Commercial sex, with both foreign and local men, is a key performance that
single mothers do in the plastic shacks in South Africa’s informal settlements.
The settlements are mostly found in Johannesburg and Pretoria, two big cities
in South Africa attracting migrants from the region.
Quite why these women do this is a matter that puzzled
research teams under the Gender and Generation project. Whatever that caused
women to risk discrimination and potential violence from their home community
by choosing to earn money this way, was a very serious matter that required
detailed and policy-oriented ethnography.
For single and divorced women, the desire to invest in
their family of origin informs this process. Pointing to a big three bedroomed
house she has built, Tendai says, as daughters they ‘want to build houses for
parents’. Her friend has done the same for her parents who are neglected by the
male children that customarily care for them. This reverse investment – where
women target original rather than marital homes - is a widespread phenomenon in
south western Zimbabwe.
This investment achieves two intended outcomes. On the
one hand, it challenges the local myth of daughters as a waste of patrilineal
resources. One daughter reported how her father now recognized her as more
important than male siblings, ‘who neglected them and only invested in own
homes’. Chiefly though, the investment convinces parents to adjust their
patrimonial considerations, accommodating previously neglected daughters whose
property they now enjoy. In Tendai’s case, parents situated her house on the
centre of the stand, while her siblings were located in the periphery of the family
home. These outcomes suggest that, unlike sons who have automatic claims to
patrimony, daughters must earn theirs through investments at home of origin.
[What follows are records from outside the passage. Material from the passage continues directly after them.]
Issue #56289, opened 2025-03-11
Add to Cart with Options block: not visible in the frontend when selecting a specific variation in the Single Product block


Aljullu:
The Add to Cart with Options block is not visible in the frontend when selecting a specific variation in the Single Product block. That affects the non-blockified and the blockified Add to Cart with Options blocks.

## Steps to reproduce

1. Create a post or page.
2. Add the _Single Product_ block.
3. Select a specific product variation.

![Image](https://github.com/user-attachments/assets/cef178d5-c5fe-48ab-8338-8a2060f6f80b)

4. Notice the _Add to Cart with Options_ block renders correctly in the editor:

Neopatrilineal states, and organizations operating in
them, will of course find women’s travelling to work and sex work immoral,
distasteful and meriting criminalization. The raft of measures suggested and
implemented by these old-fashioned states - border searches and deportation -
addresses their patriarchal concern that women should not engage in sex work.
But the measures have little to do and, in fact, frustrate, the concrete plans
for southern Africa women to achieve recognition and membership in households
and lineages that customarily deny them. Such practices, declares Tendai, will,
‘not end our mobility and our enemies must learn to live with this.’